> [Try it] Every line of the material that mentions the word "future" should be copied out.

> [Data to examine]
PR #343, opened 2024-02-28
Composable GeoViews: Viewpoint Persistence

hud10837:
Adds viewpoint persistence to the MapView and SceneView. Viewpoint persistence refers to restoring the viewpoint after the MapView or SceneView is destroyed (for example, during a configuration change). The methods for doing this are slightly different for the MapView and SceneView.

For the MapView, we add a `viewpointPersistence` parameter with an enum type for the user to decide whether they want the viewpoint persisted by center and scale, bounding geometry, or not at all. We need to give the user the option of preserving either viewpoint type, so this parameter is the simplest solution. Under the hood, we use `rememberSaveable` to keep track of the last known viewpoint and restore it when the MapView first enters the composition. We pass a custom `Saver` to `rememberSaveable` which converts the Viewpoint to json and back.

For the SceneView, we don't add any parameter, instead we always persist. If users request the option not to persist in the future, we could add that. It doesn't make too much sense in the SceneView to preserve either Center/Scale or BoundingGeometry because they can not define tilt/pitch/roll. Instead, we persist the `Camera.transformationMatrix` and restore that to get an exact camera position with minimal data.

Note this PR also moves all the viewpoint events into the same functions as the viewpoint persistence (rather than using eg. `MapViewEventHandler()`) in order to minimize the number of collectors on `GeoView.viewpointChanged`.


toolkit/geo-compose/src/main/java/com/arcgismaps/toolkit/geocompose/MapView.kt
```diff
@@ -413,6 +398,91 @@ private fun MapViewEventHandler(
...
+                currentVisibleAreaChanged?.invoke(
+                    mapView.visibleArea
+                        ?: throw IllegalStateException("MapView visible area should not be null")
+                )
+                var currentViewpoint =
+                    if (currentViewpointPersistence != ViewpointPersistence.None) {
+                        val viewpointType =
+                            if (currentViewpointPersistence == ViewpointPersistence.ByCenterAndScale) ViewpointType.CenterAndScale else ViewpointType.BoundingGeometry
+                        mapView.getCurrentViewpoint(viewpointType)
+                    } else null
```
gunt0001, line 448: Would a when statement make this more readable?
```suggestion
                var currentViewpoint = when (currentViewpointPersistence) {
                   is ViewpointPersistence.ByCenterAndScale -> mapView.getCurrentViewpoint(ViewpointType.CenterAndScale)
                   is ViewpointType.BoundingGeometry -> mapView.getCurrentViewpoint(ViewpointType.BoundingGeometry)
                   else -> null
                }
```

toolkit/geo-compose/src/main/java/com/arcgismaps/toolkit/geocompose/MapView.kt
```diff
@@ -413,6 +398,91 @@ private fun MapViewEventHandler(
...
+                currentViewpoint?.let { persistedViewpoint = it }
```
gunt0001, line 449: I think you need to set the `persistedViewpoint` here regardless of whether `currentViewpoint` is null or not. In fact, you could assign the result of the `when` statement suggested above directly to `persistedViewpoint`.

toolkit/geo-compose/src/main/java/com/arcgismaps/toolkit/geocompose/MapView.kt
```diff
@@ -413,6 +398,91 @@ private fun MapViewEventHandler(
...
+        )
+    ) {
+        mutableStateOf<Viewpoint?>(null)
+    }
+
+    LaunchedEffect(Unit) {
+        persistedViewpoint?.let { mapView.setViewpoint(it) }
+        launch {
+            mapView.viewpointChanged.collect {
+                currentVisibleAreaChanged?.invoke(
```
gunt0001, line 439: Could you move this logic down to where you also handle view point changed events for scale/bounding geometry viewpoints.

toolkit/geo-compose/src/main/java/com/arcgismaps/toolkit/geocompose/MapView.kt
```diff
@@ -413,6 +398,91 @@ private fun MapViewEventHandler(
...
+                    if (currentViewpoint?.viewpointType != ViewpointType.BoundingGeometry) {
+                        currentViewpoint =
+                            mapView.getCurrentViewpoint(ViewpointType.BoundingGeometry)
+                    }
+                    currentViewpoint?.let(callback)
+                }
+            }
+        }
+        launch {
+            snapshotFlow { currentViewpointPersistence }
```
gunt0001, line 466: I assume this is needed if `currentViewpointPersistence` changes during recomposition?

toolkit/geo-compose/src/main/java/com/arcgismaps/toolkit/geocompose/SceneView.kt
```diff
@@ -389,6 +373,97 @@ private fun SceneViewEventHandler(
...
+                // This is the default SceneView matrix
+                TransformationMatrix.createWithQuaternionAndTranslation(
+                    0.0,
+                    -0.0,
+                    -0.0,
+                    1.0,
+                    0.0,
+                    0.0,
+                    5.3969112064275116E7
+                )
```
gunt0001, line 439: Not sure we can do that. It might override the initial viewpoint specified on a scene. Instead, we may need to default to `null`.

toolkit/geo-compose/src/main/java/com/arcgismaps/toolkit/geocompose/SceneView.kt
```diff
@@ -389,6 +373,97 @@ private fun SceneViewEventHandler(
...
+        )
+    }
+
+    LaunchedEffect(Unit) {
+        sceneView.setViewpointCamera(persistedCamera)
+        launch {
+            sceneView.viewpointChanged.collect {
+                val currentViewpointCamera = sceneView.getCurrentViewpointCamera()
+                currentOnCurrentViewpointCameraChanged?.invoke(currentViewpointCamera)
+                persistedCamera = currentViewpointCamera
```
gunt0001, line 450: Best to move this to the top of the `collect` block.

toolkit/geo-compose/src/main/java/com/arcgismaps/toolkit/geocompose/ViewpointPersistence.kt
```diff
@@ -0,0 +1,37 @@
...
+ * or process recreation, for example, when the device is rotated or when the app is sent to the background
+ * and then brought back to the foreground.
+ *
+ * - None: No viewpoint persistence is applied. The viewpoint will not be saved or restored.
+ * - ByCenterAndScale: The viewpoint is persisted by its center and scale.
+ * - ByBoundingGeometry: The viewpoint is persisted by its bounding geometry.
+ *
+ * @since 200.4.0
+ */
+public enum class ViewpointPersistence {
```
gunt0001, line 33: Should we name it `MapViewpointPersistence` so we can introduce a `SceneViewpointPersistence` in the future if needed?

hud10837:
Thanks @gunt0001 , I believe I have responded to all of your comments

toolkit/geo-compose/src/main/java/com/arcgismaps/toolkit/geocompose/MapView.kt
```diff
@@ -413,6 +400,115 @@ private fun MapViewEventHandler(
...
+                                center = center as Point,
+                                scale = viewpoint.targetScale,
+                                rotation = viewpoint.rotation
+                            )
+                        }
+                } else viewpoint
+                normalized?.toJson()
+            },
+            restore = {
+                mutableStateOf(Viewpoint.fromJsonOrNull(it))
```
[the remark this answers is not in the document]
hud10837: If you return `null` from the `save` lambda, then `restore` is not called. From the doc on `save`:

```
Defines how to convert the value into a saveable one. If null is returned the value will not be saved.
```

toolkit/geo-compose/src/main/java/com/arcgismaps/toolkit/geocompose/MapView.kt
```diff
@@ -436,6 +521,14 @@ public inline fun rememberLocationDisplay(
     }
 }
 
+private fun MapView.getViewpointByPersistence(viewpointPersistence: ViewpointPersistence): Viewpoint? {
+    return when (viewpointPersistence) {
+        is ViewpointPersistence.None -> null
+        is ViewpointPersistence.ByCenterAndScale -> getCurrentViewpoint(ViewpointType.CenterAndScale)
+        is ViewpointPersistence.ByBoundingGeometry -> getCurrentViewpoint(ViewpointType.BoundingGeometry)
+    }
+}
```
gunt0001, line 530: Nitpick - can use functional style & missing doc.
```suggestion
private fun MapView.getViewpointByPersistence(viewpointPersistence: ViewpointPersistence): Viewpoint? =
    when (viewpointPersistence) {
        is ViewpointPersistence.None -> null
        is ViewpointPersistence.ByCenterAndScale -> getCurrentViewpoint(ViewpointType.CenterAndScale)
        is ViewpointPersistence.ByBoundingGeometry -> getCurrentViewpoint(ViewpointType.BoundingGeometry)
    }
```

toolkit/geo-compose/src/main/java/com/arcgismaps/toolkit/geocompose/ViewpointPersistence.kt
```diff
@@ -0,0 +1,68 @@
...
+ * and then brought back to the foreground.
+ *
+ * - None: No viewpoint persistence is applied. The viewpoint will not be saved or restored.
+ * - ByCenterAndScale: The viewpoint is persisted by its center and scale.
+ * - ByBoundingGeometry: The viewpoint is persisted by its bounding geometry.
+ *
+ * @since 200.4.0
+ */
+public sealed class ViewpointPersistence {
+    public object None : ViewpointPersistence()
```
gunt0001, line 34: Missing doc for `None`

toolkit/geo-compose/src/main/java/com/arcgismaps/toolkit/geocompose/ViewpointPersistence.kt
```diff
@@ -0,0 +1,68 @@
...
+/**
+ * Enum class representing the different types of viewpoint persistence on a composable [MapView].
+ *
+ * Viewpoint persistence determines how the viewpoint of a MapView is saved and restored across activity
+ * or process recreation, for example, when the device is rotated or when the app is sent to the background
+ * and then brought back to the foreground.
+ *
+ * - None: No viewpoint persistence is applied. The viewpoint will not be saved or restored.
+ * - ByCenterAndScale: The viewpoint is persisted by its center and scale.
+ * - ByBoundingGeometry: The viewpoint is persisted by its bounding geometry.
```
gunt0001, line 29: These bullet points are somewhat redundant since you repeat what is already documented on the individual enum classes.

toolkit/geo-compose/src/main/java/com/arcgismaps/toolkit/geocompose/MapView.kt
```diff
@@ -132,6 +141,7 @@ public fun MapView(
     grid: Grid? = null,
     backgroundGrid: BackgroundGrid = remember { BackgroundGrid() },
     wrapAroundMode: WrapAroundMode = WrapAroundMode.EnabledWhenSupported,
+    viewpointPersistence: ViewpointPersistence = MapViewDefaults.DefaultViewpointPersistence,
```
gunt0001, line 144: Should we move this parameter higher up, just below `onVisibleAreaChanged`? I feel it belongs to the viewpoint related lambdas...

toolkit/geo-compose/src/main/java/com/arcgismaps/toolkit/geocompose/MapView.kt
```diff
@@ -413,6 +400,104 @@ private fun MapViewEventHandler(
...
+                        ?.let { normalizedGeometry ->
+                            if (viewpoint.viewpointType == ViewpointType.CenterAndScale) {
+                                Viewpoint(
+                                    center = normalizedGeometry as Point,
+                                    scale = viewpoint.targetScale,
+                                    rotation = viewpoint.rotation
+                                )
+                            } else {
+                                Viewpoint(
+                                    boundingGeometry = normalizedGeometry as Polygon,
```
gunt0001, line 445: This cast should not be necessary, potentially could cause a crash:
```suggestion
                                    boundingGeometry = normalizedGeometry,
```

toolkit/geo-compose/src/main/java/com/arcgismaps/toolkit/geocompose/MapView.kt
```diff
@@ -413,6 +400,104 @@ private fun MapViewEventHandler(
...
+
+                // If the spatial reference is pannable or geographic, normalize the viewpoint's center
+                // If we don't do this, the viewpoint will not be restored correctly after rotation
+                // if the viewpoint has crossed the central meridian. However normalization can
+                // only be done with pannable or geographic spatial references.
+                val sr = viewpoint.targetGeometry.spatialReference
+                val viewpointToPersist = if (sr?.isPannable == true || sr?.isGeographic == true) {
+                    GeometryEngine.normalizeCentralMeridian(viewpoint.targetGeometry)
+                        ?.let { normalizedGeometry ->
+                            if (viewpoint.viewpointType == ViewpointType.CenterAndScale) {
```
gunt0001, line 437: Better use `when` instead of `if`, just in case the viewpoint type enum is enhanced in the future, then the compiler would catch that. In addition, the code may become more readable by factoring all of this out into an extension function, something like:
```
private fun Viewpoint.tryNormalize(): Viewpoint? {
   val sr = viewpoint.targetGeometry.spatialReference
   ...
}
```
Then the calling code would be as simple as:
```
val viewpointToPersist = viewpoint.tryNormalize() ?: viewpoint
```

microapps/TemplateApp/app/src/main/java/com/arcgismaps/toolkit/templateapp/screens/MainScreen.kt
hud10837, line 1: This app was not compiling because it was still using viewpoint operations, so updating it here.

hud10837:
Thanks @gunt0001 ready for re-review

toolkit/geo-compose/src/main/java/com/arcgismaps/toolkit/geocompose/MapView.kt
```diff
@@ -413,6 +400,132 @@ private fun MapViewEventHandler(
...
+ */
+private fun tryNormalizeViewpoint(viewpoint: Viewpoint): Viewpoint {
+    // Normalization should only be done with pannable or geographic spatial references.
+    val sr = viewpoint.targetGeometry.spatialReference ?: return viewpoint
+    if (!sr.isPannable && !sr.isGeographic) return viewpoint
+    // if normalization fails, just return the viewpoint as is
+    val normalizedGeometry =
+        GeometryEngine.normalizeCentralMeridian(viewpoint.targetGeometry) ?: return viewpoint
+
+    val viewpointToPersist = when (viewpoint.viewpointType) {
```
gunt0001, line 498: "persist" doesn't make sense in the context of this function, I suggest:
```suggestion
    val normalizedViewpoint = when (viewpoint.viewpointType) {
```

gunt0001 (approved):
@hud10837 - looks great, one minor comment.

toolkit/geo-compose/src/main/java/com/arcgismaps/toolkit/geocompose/ViewpointPersistence.kt
```diff
@@ -0,0 +1,70 @@
...
+     *
+     * @since 200.4.0
+     */
+    public class ByCenterAndScale : ViewpointPersistence() {
+
+        // Note: ByCenterAndScale and ByBoundingGeometry could have been defined as singletons (object) but we
+        // want to keep the possibility open to add instance state (properties) to these classes in the future,
+        // thus we had to declare them as classes. This meant we had to override hashCode and equals in order to
+        // achieve the same equality behaviour as a singleton would do.
+        override fun hashCode(): Int {
```
changanxian, line 49: slightly better with ` override fun hashCode(): Int = 1 `

changanxian: we may not have such a case, but the constant can lead to poor performance in data structures like hash-based collections (e.g., HashMap)

toolkit/geo-compose/src/main/java/com/arcgismaps/toolkit/geocompose/ViewpointPersistence.kt
```diff
@@ -0,0 +1,70 @@
...
+            return 1
+        }
+        override fun equals(other: Any?): Boolean {
```
changanxian, line 52: slight better with `   override fun equals(other: Any?): Boolean = ( other is ByCenterAndScale )`

toolkit/geo-compose/src/main/java/com/arcgismaps/toolkit/geocompose/MapView.kt
```diff
@@ -413,6 +400,132 @@ private fun MapViewEventHandler(
...
+/**
+ * Normalizes the viewpoint's target geometry.
+ *
+ * If the spatial reference is null or not pannable or geographic, the viewpoint is returned as is.
+ * Otherwise, the viewpoint's target geometry is normalized and a new viewpoint is created with the
+ * normalized geometry.
+ *
+ * @since 200.4.0
+ */
+private fun tryNormalizeViewpoint(viewpoint: Viewpoint): Viewpoint {
```
changanxian, line 490: feel slightly better to change the function to `private fun Viewpoint.normalize(): Viewpoint`

changanxian (approved):
Looks good! A few small changes are up to you to take.

hud10837:
Thank you @changanxian and @gunt0001 for the reviews!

> [Answer for this exercise]
For the SceneView, we don't add any parameter, instead we always persist. If users request the option not to persist in the future, we could add that. It doesn't make too much sense in the SceneView to preserve either Center/Scale or BoundingGeometry because they can not define tilt/pitch/roll. Instead, we persist the `Camera.transformationMatrix` and restore that to get an exact camera position with minimal data.
gunt0001, line 33: Should we name it `MapViewpointPersistence` so we can introduce a `SceneViewpointPersistence` in the future if needed?
gunt0001, line 437: Better use `when` instead of `if`, just in case the viewpoint type enum is enhanced in the future, then the compiler would catch that. In addition, the code may become more readable by factoring all of this out into an extension function, something like:
+        // want to keep the possibility open to add instance state (properties) to these classes in the future,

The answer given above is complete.